Маленькая девочка и древняя старуха шли, держась за руки, только разница в возрасте уже не имела значения — когда дело касается трагедии, взросление приходит, не спрашивая разрешения.
У крыльца Китнисс вдруг бросилась за дом — там, в снегу, одиноко валялся Ушастик — символ ее пусть убогого, но счастливого детства. Дрожащими руками девочка подняла игрушку и поцеловала в мордочку. Губы, и без того ледяные от холода, обожгло мокрым снегом, но Китнисс показалось, что ее друг, каким-то непостижимым образом узнав о произошедшем, оплакивает ее отца.
— Китнисс, пойдем, — это старуха доковыляла вслед за ней.
Вместе они поднялись на крыльцо. Дверь оставалась распахнутой настежь, и ветер продолжал кататься на ней, словно на качелях…
Кх-х-ы-к!
Кх-х-ы-к!
В остальном, казалось, в доме было тихо.
— Деточка, переоденься и закутайся в одеяло. У вас холодно. — в прихожей и правда было немногим теплее, чем на улице. Пламя затихло, и печка уже не краснела, ведь никто вовремя не накормил ее дровами.
Пусть так… Хватит огня…
— Приведите мою маму, пожалуйста… — она скинула с плеч платок и протянула его старухе деревянными пальцами…
— Хорошо… — женщина, тяжело вздохнув, вышла на улицу, не забыв плотно закрыть за собой дверь.
Китнисс побрела в спальню. Забравшись на свою кровать и обернувшись одеялом, она крепко сжала ушастика в горсти, все еще надеясь на чудо. Ведь чудеса случаются, так ей рассказывал папа…
Папа…
Очень долго ее трясло и знобило, а потом тело словно окунули в огонь — жар плавил кожу изнутри, разгоняя кровь по венам вместе с болью и сожалением. А на соседней кровати сладко спала Прим, не подозревая, что мир рухнул, похоронив под обломками и их отца…

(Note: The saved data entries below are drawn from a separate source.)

PR #712, opened 2018-11-21
Use node for compiling javascript

jcushman:
This PR uses node to compile our javascript, and keeps compiled assets in static/dist/.

See the README for how to use this in dev -- basically **if** you want to edit javascript, you have to (1) `npm install` (2) run `npm run serve` in the background while developing (3) run `npm run build` before committing.

Unfinished stuff: we could compile CSS through node as well and get live reloading and versioned CSS libraries and postcss browser compatibility and stuff. Not sure if worth the hassle. I stuck with just JS for now.

Deployment note: this doesn't require anything special for deployment, as compiled assets are in source control.


bensteinberg:
@jcushman -- in deployment, we should still be running `manage.py collectstatic`, I think?

jcushman:
Right, keep running `manage.py collectstatic`

PR #720, opened 2018-11-28
Support new barcode format

ChefAndy:


jcushman:
Nice! I like how clean the logic is for creating missing VolumeMetadata entries. I sent a PR for some tweaks to the filename parsing code at https://github.com/ChefAndy/capstone/pull/1

PR #722, opened 2018-11-28
Data Snippets

ChefAndy:
This is just the back-end. The update_snippets fab task could be run periodically. Weekly? When more tasks are added it probably makes sense to parallelize them.


capstone/fabfile.py
```diff
@@ -804,3 +804,106 @@ def report_multiple_jurisdictions(out_path="court_jurisdictions.csv"):
...
+        "del": { "label": "Delaware", "map_id": "US-DE"},
+        "mo": { "label": "Missouri", "map_id": "US-MO"},
+        "haw": { "label": "Hawaii", "map_id": "US-HI"},
+        "nm": { "label": "New Mexico", "map_id": "US-NM"},
+        "wash": { "label": "Washington", "map_id": "US-WA"},
+        "va": { "label": "Virginia", "map_id": "US-VA"}
+    }
+
+    tally = {}
+    for volume in VolumeMetadata.objects.prefetch_related("case_metadatas__jurisdiction", 'volume_xml__page_xmls').all():
```
jcushman: I think this loop isn't going to work for a couple of reasons. The `prefetch_related` is going to try to pull hundreds of gigabytes of case metadata and page xml into RAM, which will fail. The inner loop over cases also doesn't get the right answers -- for example 'volume_count' ends up as the number of cases, and 'case_count' ends up as the number of cases squared.

I think instead we want to do this as an aggregate sql query, or a few of them, on the capdb_jurisdiction table. Could either use a django Aggregate query (which are always frustrating) or a raw sql call. Happy to chat about this if it's helpful ...

jcushman (dismissed):
Nice! I like the Django view + templatetag approach. There's some issues with the `update_map_numbers` task, which isn't central to the Snippets work -- let me know if you want to fix the task, or mark it as a work in progress and pull as-is.

capstone/fabfile.py
ChefAndy: Ah, good point. I'll change that.

jcushman:
Oh, don't forget to rebase and recreate the migration, since it conflicts with your other PR that I pulled in.

ChefAndy:
already done

ChefAndy:
updated

PR #378, opened 2024-03-15
Add method to stack/list to add class by idx

jrmoulton:
Couldn't figure out how to apply it to every view in Decorators because of the view/widget split so I've just added it to Stack and List. 

Very useful when dealing with Grid.


jrmoulton:
@dominikwilkowski   if you're using grid this would be useful

PR #379, opened 2024-03-15
don't change focus to on_click under other on_click

### LINKED ISSUE #295: Views on top of inputs don't fire on_clicks
When I have a view that is positioned absolute over an input field the on_clicks on that view won't fire.
Consider this code:
```rust
use floem::{
    reactive::create_rw_signal,
    style::Position,
    view::View,
    views::{container, label, stack, Decorators},
    widgets::text_input,
};

fn app_view() -> impl View {
    let value = create_rw_signal(String::from(""));
    stack((
        container(text_input(value)),
        label(move || "Label on top")
            .style(|s| {
                s.position(Position::Absolute)
                    .inset_top(8.5)
                    .inset_left(7)
                    .background(floem::peniko::Color::rgba8(255, 0, 0, 150))
            })
            .on_click_cont(|_| {
                println!("Click continue");
            })
            .on_click_stop(|_| {
                println!("Click stop");
            }),
    ))
    .style(|s| {
        s.position(Position::Relative)
            .margin(10)
            .height(30)
            .items_center()
            .justify_center()
    })
}

fn main() {
    floem::launch(app_view);
}
```

This will render something like this: 
image

A label with a red background is positioned on top of an input field.
this is what happens when you try to click on the label:
input

Note there is no print output in `stdout` in the terminal below. Neither for `on_click_cont` nor for `on_click_stop`.

jrmoulton:
@dzhou121 

I've been trying to fix the issue where having an on_click handler on top of another on_click handler will move focus to the bottom one and it will receive the click event instead of the one on top. 

This change fixes the issue but I'm not sure I completely understand it. 

The problem comes because both views will get the pointer down and since the bottom one gets it last it gets the focus for the pointer up. 

Review on this would be good

Fixes #295

### DIFF
--- a/src/window_handle.rs
+++ b/src/window_handle.rs
@@ -318,6 +318,22 @@ impl WindowHandle {
                 }
             }
         }
+
+        if let Event::PointerDown(event) = &event {
+            if cx.app_state.focus.is_none() {
+                if let Some(id) = was_focused {
+                    let layout = cx.app_state.get_layout_rect(id);
+                    if layout.contains(event.pos) {
+                        // if the event is pointer down
+                        // and the focus hasn't been set to anything new
+                        // and the pointer down event is inside the previously focusd view
+                        // we then set the focus back to that view
+                        cx.app_state.focus = Some(id);
+                    }
+                }
+            }
+        }
+
         if was_focused != cx.app_state.focus {
             cx.app_state.focus_changed(was_focused, cx.app_state.focus);
         }
--- a/src/context.rs
+++ b/src/context.rs
@@ -702,6 +702,8 @@ impl<'a> EventCx<'a> {
             return EventPropagation::Stop;
         }
 
+        let mut is_down_and_has_click = false;
+
         match &event {
             Event::PointerDown(event) => {
                 self.app_state.clicking.insert(id);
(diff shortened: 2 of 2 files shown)


jrmoulton:
whoops. pushed to wrong branch

src/window_handle.rs
```diff
@@ -318,7 +321,9 @@ impl WindowHandle {
                 }
             }
         }
-        if was_focused != cx.app_state.focus {
+        if (was_focused != cx.app_state.focus) && !handled {
```
dzhou121, line 324: I feel like this is not needed because the PointerDown event propagation was stopped. Can you please test if it fixes the issue without this check?

jrmoulton: This is the part I don't completely understand what is happening. If I remove that check then anytime that an event returns `Stop` (even a different event handler such as PointerDown) the focus will be switched away.

jrmoulton:
Figured it out. There was another issue. If a view has focus and then there is a pointer down event inside of that view (on a child) that returns EventPropagation::Stop the focus will have been cleared without giving the focus to any other view. 

This checks on pointer down if the event is still inside of the old was_focused and nothing else has gained focus it gives focus back to the view that previously had focus.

Сколько вот так она просидела, Китнисс не знала. Но когда послышался тихий скрип, девочка даже не подумала испугаться и бросилась вон из комнаты. Оказалось, скрипело старенькое кресло с зияющей раной вместо сидушки, которое мама вылечила, заткнув нутро ненужными рваными тряпками. А теперь мать сидела в нем и раскачивалась вперед-назад, а деревянные кости кресла скрипели в такт ее движениям…
— Мамочка… — Китнисс бросилась ей на шею. Вот сейчас мама обнимет ее, погладит по голове и скажет, что все будет хорошо… И пусть это будут только слова, все равно станет легче…
Секунда. Две. Три. Минута. Пять. Вечность.
Ничего.
Девочка медленно отстранилась, потом отошла, чтобы зажечь керосиновую лампу, на дне которой оставалось немного масла. Папа должен был с утра принести керосин.
Папа…
Зажечь огонь вышло только с третьего раза, потому что руки ее дрожали. При этом не обошлось без ожогов — подушечку указательного пальца слегка ужалило пламя, но этот укус — ничто, в сравнении со смертоносным нападением на шахту… Ее мысли прервал шорох, донесшийся из спальни, затем раздался тихий плач. Прим… Китнисс снова кинулась к матери.